One day, Numa Pompilius, who may or may not have existed, felt that even numbers would only bring about bring about misfortune. Hence, he removed one day from all the months with 30 days. As such, Aprilis, Junius, Sextilis, September, November, and December all had 29 days, thereby reducing the total number of days to 298 days.
Numa wanted to have 12 lunar cycles in his calendar, with 56 days being added to the 298, thus bringing the new total to 354 days. This is gonna sound ridiculous (bear with me), but Numa felt that having 354 days would bring bad luck! So, he decided to have an extra day, in addition to the 56 days to be added. The 57 days were divided between two months and just dumped at the end of the year. As you might guess, the two months were Januarius (29 days), and Februarius (28 days), and THAT is how February ended up with 28 days!

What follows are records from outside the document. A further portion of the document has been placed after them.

PR #713, opened 2018-10-26
Fix for the failing functional test cases for s3

### LINKED ISSUE #709: Functional test: minio-py while running in mint should exit on failure
Continuation of issue #708
If minio-py tests fail, 

1. Check if minio-py on failure returns 1 to the shell script that checks it's return value
2. If minio-py is not returning 1, we need to do so
3. If minio-py is returning 1, then we need to see why shell script is ignoring that

Praveenrajmani:
This PR fixes the following functional test cases which were failing on s3
- test_put_object
- test_stat_object

Taking into account that, metadata can be case-insensitive, the metadata is normalized for test cases so that it could work for both s3 and minio. `Minio` responds with canonicalized metadata, but s3 does not.

Fixes #709

### DIFF
--- a/tests/functional/tests.py
+++ b/tests/functional/tests.py
@@ -564,6 +564,11 @@ def test_copy_object_unmodified_since(client, log_output):
     # Test passes
     print(log_output.json_report())
 
+def normalize_metadata(meta_data):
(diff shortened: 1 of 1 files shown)


vadmeste:
@Praveenrajmani you have a travis error which can go away if you rebase with master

I know what you’re thinking. 28 is an even number. How did they accept that? Apparently, February was the month of spiritual purification, so they closed one eye (Februarius derives from the Latin ‘Februum’, which means ‘purification’).

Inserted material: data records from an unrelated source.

PR #715, opened 2018-11-03
add progressbar

### LINKED ISSUE #601: I want see a progress bar

rkdls:
close #601

### DIFF
--- a/docs/API.md
+++ b/docs/API.md
@@ -775,7 +775,7 @@ __Parameters__
 |``content_type``   |_string_ | Content type of the object. (optional, defaults to 'application/octet-stream').   |
 |``metadata``   |_dict_ | Any additional metadata. (optional, defaults to None). |
 |``sse`` |_dict_   |Server-Side Encryption headers (optional, defaults to None).   |
-|``progress`` |_bool_   |Display progress (optional, defaults to None).   |
+|``progress`` |_bool_   |Display progress (optional, defaults to False).   |
 
 __Return Value__
 
@@ -823,7 +823,7 @@ __Parameters__
 |``content_type``   |_string_ | Content type of the object (optional, defaults to 'application/octet-stream'). |
 |``metadata``   |_dict_ | Any additional metadata (optional, defaults to None). |
 |``sse`` |_dict_   |Server-Side Encryption headers (optional, defaults to None).   |
-|``progress`` |_bool_   |Display progress (optional, defaults to None).   |
+|``progress`` |_bool_   |Display progress (optional, defaults to False).   |
 
 __Return Value__
 
--- a/docs/API.md
+++ b/docs/API.md
@@ -775,6 +775,7 @@ __Parameters__
 |``content_type``   |_string_ | Content type of the object. (optional, defaults to 'application/octet-stream').   |
 |``metadata``   |_dict_ | Any additional metadata. (optional, defaults to None). |
 |``sse`` |_dict_   |Server-Side Encryption headers (optional, defaults to None).   |
+|``progress`` |_bool_   |Display progress (optional, defaults to None).   |
 
 __Return Value__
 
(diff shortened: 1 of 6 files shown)


minio/progress.py
```diff
@@ -0,0 +1,96 @@
+import time
```
harshavardhana: You may add license header here.

minio/progress.py
```diff
@@ -0,0 +1,96 @@
...
+import sys
+from threading import Thread
+from .compat import queue, queue_empty
+
+
+class Progress(Thread):
```
harshavardhana: Each class should be documented properly since this is written like a generic progress printer.

minio/progress.py
```diff
@@ -0,0 +1,96 @@
...
+
+def format_meter(n, total, elapsed):
+    # n - number of finished iterations
+    # total - total number of iterations, or None
+    # elapsed - number of seconds passed since start
+    if n > total:
+        total = None
+
+    elapsed_str = format_interval(elapsed)
+    n_to_mb = n / 1024 / 1024
```
harshavardhana: Define all the constants, constants should be defined in the beginning of this file

minio/api.py
```diff
@@ -768,9 +771,13 @@ def put_object(self, bucket_name, object_name, data, length,
...
         metadata['Content-Type'] = 'application/octet-stream' if \
             not content_type else content_type
+        
+        if progress:
+            progress = Progress(total_size=length, file_name=object_name)
+
         if length > MIN_PART_SIZE:
             return self._stream_put_object(bucket_name, object_name,
-                                           data, length, metadata=metadata, sse=sse)
+                                           data, length, metadata=metadata, sse=sse, progress=progress)
```
harshavardhana: Overflowing the 80-100 column limit you should press enter and indent it within 80 column limit.

docs/API.md
```diff
@@ -775,6 +775,7 @@ __Parameters__
 |``content_type``   |_string_ | Content type of the object. (optional, defaults to 'application/octet-stream').   |
 |``metadata``   |_dict_ | Any additional metadata. (optional, defaults to None). |
 |``sse`` |_dict_   |Server-Side Encryption headers (optional, defaults to None).   |
+|``progress`` |_bool_   |Display progress (optional, defaults to None).   |
```
harshavardhana: If this is boolean, let's keep the default to False instead of None.

minio/progress.py
```diff
@@ -0,0 +1,166 @@
...
+# Unless required by applicable law or agreed to in writing, software
+# distributed under the License is distributed on an "AS IS" BASIS,
+# WITHOUT WARRANTIES OR CONDITIONS OF ANY KIND, either express or implied.
+# See the License for the specific language governing permissions and
+# limitations under the License.
+
+"""
+minio.progress
+
+This module implements a progress while communicate minio server
```
harshavardhana: Better is `This module implements a progress printer while uploading objects`

minio/progress.py
```diff
@@ -0,0 +1,166 @@
...
+
+_REFRESH_CHAR = '\r'
+
+
+class Progress(Thread):
+    """
+        Constructs a :class:`Progress` object.
+
+        :param total_size: Total size of file.
+        :param file_name: Filename to be showed.
```
harshavardhana: call this perhaps `object_name` instead? since this is an object storage SDK?

vadmeste:
Thanks for your PR @rkdls 

Having a progress bar update is a great idea, however I would prefer to do not include the progress bar code in minio-py itself because users will then lose the capability to customize the progress bar itself for their own needs.

This is what I think we can do: instead of passing progress parameter as a boolean, we can let users to pass a function, let's call it update, so this latter can be called by minio-py to report data transfer update.

The progress code can be also committed in the documentation so new users can easily use it

What do you think @rkdls, @harshavardhana ?

rkdls:
yep. I know what you said, and I agree.

I will reopen new PR as soon as possible :)

PR #722, opened 2018-11-30
Metadata support for copy_object

### LINKED ISSUE #721: copyobject API doesn't support metadata
copyobject API doesn't support "metadata" arg which is part of S3 specifications. It is worth to mention that it is already supported in the other SDKs.

Praveenrajmani:
Fixes #721


sinhaashish:
Tested and LGTM.

PR #1127, opened 2022-03-08
Fix out of space disk issue in pipelines

manodasanW:
Discovered that pdbs were taking a good amount of space in the output.  And this was from them being copied for each project reference.  Making use of AllowedReferenceRelatedFileExtensions in our pipelines to avoid copying pdbs for each project reference such as in our tests.


build/AzurePipelineTemplates/CsWinRT-BuildAndTest-Stage.yml
```diff
@@ -169,7 +169,8 @@ stages:
 
           set cswinrt_echo=on
           set cswinrt_build_only=true
-          set cswinrt_build_params=/bl:$(Build.SourcesDirectory)\cswinrt.binlog /p:CleanIntermediateDirs=true
+          rem AllowedReferenceRelatedFileExtensions includes all the default extensions other than pdb to address space issues resulting from pdbs being copied for each project reference.
```
j0shuams, line 172: The comment is a bit confusing, it seems to suggest we are taking up more space by including more binaries. I like the description you have in this PR, we can reword this comment?

manodasanW: Addressed.

manodasanW: Addressed.

PR #1130, opened 2022-03-09
add property for authoring project references

angelazhangmsft:
`<WindowsAppContainer>true</WindowsAppContainer>` is required for project references from C++ to C#.


j0shuams (approved):
Thanks Angela!

PR #1154, opened 2022-03-30
Pipeline for localization

j0shuams:
This PR adds a new pipeline yml for localization, which uses a new template for doing a simple build of cswinrt. We only build for Release|x64 because the resource files are platform agnostics, and only building for a specific flavor is faster. Also included is a template for calling TouchdownBuild to localize our resources.


build/AzurePipelineTemplates/CsWinRT-BuildOnly-Stage.yml
```diff
@@ -0,0 +1,380 @@
...
+    
+# Clone TestWinRT
+    - task: CmdLine@2
+      displayName: Clone TestWinRT
+      enabled: false
+      inputs: 
+        script: get_testwinrt.cmd
+        workingDirectory: $(Build.SourcesDirectory)
+
+# Download procdump
```
manodasanW, line 29: Do you think we should reuse the common stuff by refactoring it to a separate file?

build/AzurePipelineTemplates/CsWinRT-BuildOnly-Stage.yml
```diff
@@ -0,0 +1,380 @@
...
+  - job: Build
+    pool:
+      vmImage: windows-2019
+    timeoutInMinutes: 90
+    # https://docs.microsoft.com/en-us/azure/devops/pipelines/process/phases?view=azure-devops&tabs=yaml#multi-job-configuration
+    strategy:
+      maxParallel: 10
+      matrix:
+       x64_Release:
+          BuildPlatform: 'x64'
```
manodasanW, line 14: x64 or x86, I see the checks below are for x86.

manodasanW: Those checks were actually the ones from before that are common.

build/AzurePipelineTemplates/CsWinRT-BuildOnly-Stage.yml
manodasanW: like CsWinRT-Build-Steps or so?

manodasanW (approved):

PR #1166, opened 2022-04-06
Refactor embedded tests for better automation

### LINKED ISSUE #1085: Add embedded tests to pipeline
The embedded sample + tests only build locally, we should add them to our CI.

j0shuams:
Today, the embedded samples and tests use the official CsWinRT NuGet to test embedded support. This required devs to update the reference with an experimental package to do testing. This PR creates a better workflow for testing changes against embedded test collateral by not requiring any dev overhead. 

Resolves #1085


src/Samples/TestEmbedded/Directory.Build.targets
```diff
@@ -1,2 +1,121 @@
...
+ 
+  <Target Name="CsWinRTAddEmbeddedRuntime_AnySources"
+          Condition="'$(CsWinRTEmbedded)' == 'true'"
+          DependsOnTargets="CsWinRTPrepareProjection"
+          AfterTargets="CsWinRTGenerateProjection"
+          BeforeTargets="CsWinRTIncludeProjection"> 
+  
+    <PropertyGroup>
+      <EmbeddedAnyFiles>
+        $(WinRTRuntimeSourcesDir)TypeNameSupport.cs;
```
manodasanW, line 25: Any reason why we can't make this *.cs similar to the cswinrt targets or make use of the cswinrt targets logic here?

j0shuams: Yeah the issue is * will grab net5 and netstandard2 versions of files. I tried some fanciness that grabbed them all and then took them out, and I tried string functions in msbuild to ignore net5/netstandard2 filenames, but neither was satisfactory. 

This is definitely something I want a better solution for. If you add a new file to WinRT.Runtime, you need to add it here too.

manodasanW: The thing you mention about having to add it here was my concern as it is likely to be forgotten.  What was the issue when you tried out the first approach (i.e. get all winrtruntime sources - your net5 list - your netstandard list)?  Also any reason why we can't just get the CsWinRT nuget targets to do what we want here and just update the property it looks under to be like a new property like WinRTRuntimeSourcesDir and in the case of nuget reference we set it to the current value and in the case of it is building here, we override it similar to CsWinRTPath that you see above.

manodasanW (approved):

PR #1167, opened 2022-04-11
Correctly resolve WinRT.Runtime.dll in Authoring targets

### LINKED ISSUE #1156: CsWinRT authoring targets fails in CsWinRTAuthoring_AddManagedDependencies
.nuget\packages\microsoft.windows.cswinrt\1.6.1\build\Microsoft.Windows.CsWinRT.Authoring.targets(100,7): error MSB4184: The expression "[MSBuild]::VersionGreaterthanOrEquals('', 1.6.1.38391)" cannot be evaluated. Version string was not in a correct format.

Authoring component has CsWinRT reference and ```<WindowsSdkPackageVersion>10.0.18362.24</WindowsSdkPackageVersion>```

j0shuams:
We introduced some de-duplication logic in our authoring targets that work to isolate the latest version of WinRt.Runtime and use it when building components. In this we assumed CsWinRT nupkg would always be available, so the WinRT.Runtime from the lib folder would be comparable. But we hit a WinUI failure where this wasn't the case, so we remedy by adding a check to our de-dup logic. 

Fixes #1156 

After we get this in, we will need to remove the [workaroud ](https://microsoft.visualstudio.com/WinUI/_git/microsoft-ui-xaml-lift/commit/b1d9e0d6d126c5eba44ac02a25de405ab1a287fb?refName=refs%2Fheads%2Fuser%2Fjnordi%2FIxpIngestion_0402) in WinUI.


nuget/Microsoft.Windows.CsWinRT.Authoring.targets
```diff
@@ -95,10 +95,11 @@ Copyright (C) Microsoft Corporation. All rights reserved.
     <PropertyGroup>
 
       <_CsWinRTDeDupRuntime_CsWinRT_Version_IsLatest Condition="'@(_CsWinRTDeDupRuntime_NETSDK)' == ''">true</_CsWinRTDeDupRuntime_CsWinRT_Version_IsLatest>
+      <_CsWinRTDeDupRuntime_NoCsWinRT_Reference Condition="'@(_CsWinRTDeDupRuntime_CsWinRT)' == ''">true</_CsWinRTDeDupRuntime_NoCsWinRT_Reference>
 
     </PropertyGroup>
 
-    <PropertyGroup Condition="'$(_CsWinRTDeDupRuntime_CsWinRT_Version_IsLatest)' != 'true'">
+    <PropertyGroup Condition="'$(_CsWinRTDeDupRuntime_CsWinRT_Version_IsLatest)' != 'true' and '$(_CsWinRTDeDupRuntime_NoCsWinRT_Reference)' != 'true'">
```
manodasanW, line 102: What is the scenario where both these conditions are met?

manodasanW (approved):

Although this new calendar (355 days) was a massive improvement from the original calendar (304 days), it nevertheless still fell short of the solar year (365.242 days)! As you might imagine, it was only a matter of time before all the seasons did not correspond to certain months, and the whole system was messed up.

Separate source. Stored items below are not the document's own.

PR #1176, opened 2022-04-22
Resolve authoring issues with AnyCPU

j0shuams:
This PR changes how customers will work with authoring support when using cswinrt components with native apps (via project reference). 

Context: 
* For native apps to activate/use types authored in a CsWinRT component, must (at runtime) have a copy of WinRT.Host.dll (+ MUI) and WinRT.Host.Shim.dll 
* On project references, we assume the component will build for the same platform as the native app. Then, using that assumption, we copy the platform-specific hosting DLLs to the output directory. 

The issue today: 
* Components are advised to only target AnyCPU, and when they do this our build logic assumes they mean x86. 
This leads to an issue where a native app building for x64, referencing a component building for AnyCPU, will get the wrong version of the hosting DLL WinRT.Host.dll

Proposed solution:
* Make the automation triggered by a property instead of automatic. This PR introduces a new property "CsWinRTHostPlatform". Component authors will specify which platform the native app will build for, so the right WinRT.Host.dll is used. 
*  Arrived at this solution after not being able to use CsWinRT targets during the native app's build that read the native apps platform. 
* There is a drawback: if wanting to build for different platforms, the property must be changed in the component's .csproj 

Something else we considered:
* Providing a basic Directory.Build.targets that customers could include in their native app that copies the hosting DLLs. 
* Decided against it because locating the CsWinRT nuget package location (from some pre-written targets) isn't possible in the native app (since it doesn't have a reference to CsWinRT, just the component project)

### DIFF
--- a/nuget/Microsoft.Windows.CsWinRT.Authoring.targets
+++ b/nuget/Microsoft.Windows.CsWinRT.Authoring.targets
@@ -15,11 +15,6 @@ Copyright (C) Microsoft Corporation. All rights reserved.
     <GetCopyToOutputDirectoryItemsDependsOn>$(GetCopyToOutputDirectoryItemsDependsOn);CsWinRTAuthoring_AddManagedDependencies</GetCopyToOutputDirectoryItemsDependsOn>
   </PropertyGroup>
 
-  <PropertyGroup>
-    <CsWinRTAuthoring_Platform Condition="'$(Platform)'=='AnyCPU'">x86</CsWinRTAuthoring_Platform>
-    <CsWinRTAuthoring_Platform Condition="'$(Platform)'!='AnyCPU'">$(Platform)</CsWinRTAuthoring_Platform>
-  </PropertyGroup>
-
   <ItemGroup>
     <CompilerVisibleProperty Include="AssemblyName" />
     <CompilerVisibleProperty Include="AssemblyVersion" />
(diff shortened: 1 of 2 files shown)


j0shuams:
@rainersigwald @dsplaisted Would y'all share your thoughts on this proposed solution? We are thinking there may be another drawback when customers want to build for multiple platforms. 

Maybe they could write a pre-build step customers could write?

dsplaisted:
@j0shuams Could you use [SetPlatform negotiation](https://github.com/dotnet/msbuild/blob/main/documentation/ProjectReference-Protocol.md#setplatform-negotiation) for this?

rainersigwald:
> @j0shuams Could you use [SetPlatform negotiation](https://github.com/dotnet/msbuild/blob/main/documentation/ProjectReference-Protocol.md#setplatform-negotiation) for this?

cc @BenVillalobos

nuget/Microsoft.Windows.CsWinRT.Authoring.targets
```diff
@@ -55,22 +50,20 @@ Copyright (C) Microsoft Corporation. All rights reserved.
...
       <TargetPath>WinRT.Host.Shim.dll</TargetPath>
       <CopyToOutputDirectory>PreserveNewest</CopyToOutputDirectory>
     </None>
 
-    <None Condition="Exists('$(CsWinRTPath)hosting\$(CsWinRTAuthoring_Platform)\native\WinRT.Host.dll')" 
-          Include="$(CsWinRTPath)hosting\$(CsWinRTAuthoring_Platform)\native\WinRT.Host.dll">
+    <None Include="$(CsWinRTPath)hosting\$(CsWinRTHostPlatform)\native\WinRT.Host.dll">
       <TargetPath>WinRT.Host.dll</TargetPath>
-      <CopyToOutputDirectory>PreserveNewest</CopyToOutputDirectory>
+      <CopyToOutputDirectory>Always</CopyToOutputDirectory>
```
jlaanstra, line 63: This breaks incremental builds.

j0shuams:
I've investigated the SetPlatform feature of MSBuild, but it is not made for builds within VS. Therefore it won't help us. With no other options, we will update the docs to express that manually "binplace" logic will need to be done by the component author (project reference scenarios only).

Here’s where it starts to get confusing. February actually consisted of two parts: the first 23 days, and the rest. Every year, Numa’s calendar would be out of line with seasons by about 10 days (cf 355 vs 365.242). Hence, every other year (usually two), the ‘rest of February’ (the part after the 23 days) would be ignored and replaced by a 27-day leap month called mensis intercalaris. With this new arrangement, the new calendar would have 366.25 days on average (2 years with leap months and 2 years without leap months would give a total of 1465 days; 1465/4 = 366.25). That is about one day more than what we need, but hey, this is a massive improvement.
This could have worked, in theory, because every 19 solar years correspond to 235 lunar months (with a difference of about two hours). So, as long as there is due diligence in adding the leap months appropriately, things will be fine……except when there ISN’T due diligence.
Politicians would ask for leap months to extend their terms, or ‘forget’ them to get their opponents out of office. Things were worse when Rome was at war. Under such circumstances, the leap month might be forgotten for several years. By the time Julius came to power, things had gotten quite confusing. So, he reformed the calendar!
As we all know, Julius had a thing with *cough* Cleopatra. He spent some time in Egypt, which was a highly sophisticated region. They were perhaps the only culture that used a solar calendar with 365 days then. So, in 46 BC, Julius gave us the Julian calendar, a solar calendar which rendered the lunar calendar that had been used hitherto obsolete. January and February had been moved to the beginning of the year.
Remember how the lunar calendar (355 days) was still about 10 days short of the solar year? Julius resolved this by adding ten days to ten different months (without touching February).
Lastly, to account for the nearly extra average quarter-day difference (since the tropical year was 365.242 days), a leap day would be added to February every four years. This would bring the average Julian year to be 365.25 days long!
Of course, we are not using the Julian Calendar at the moment. There was one more calendar reform that took place. That reform took place to bring the average year from 365.25 days to 365.2425 days (much closer to the actual year). That reform was the Gregorian reform. To learn more about that reform, check out an earlier blog post I made.
I hope you have greatly enjoyed reading this post!
3 February 2019
P.S. Quintilis and Sextilis were renamed July and August after Julius Caesar and Augustus Caesar (Julius’ successor) respectively.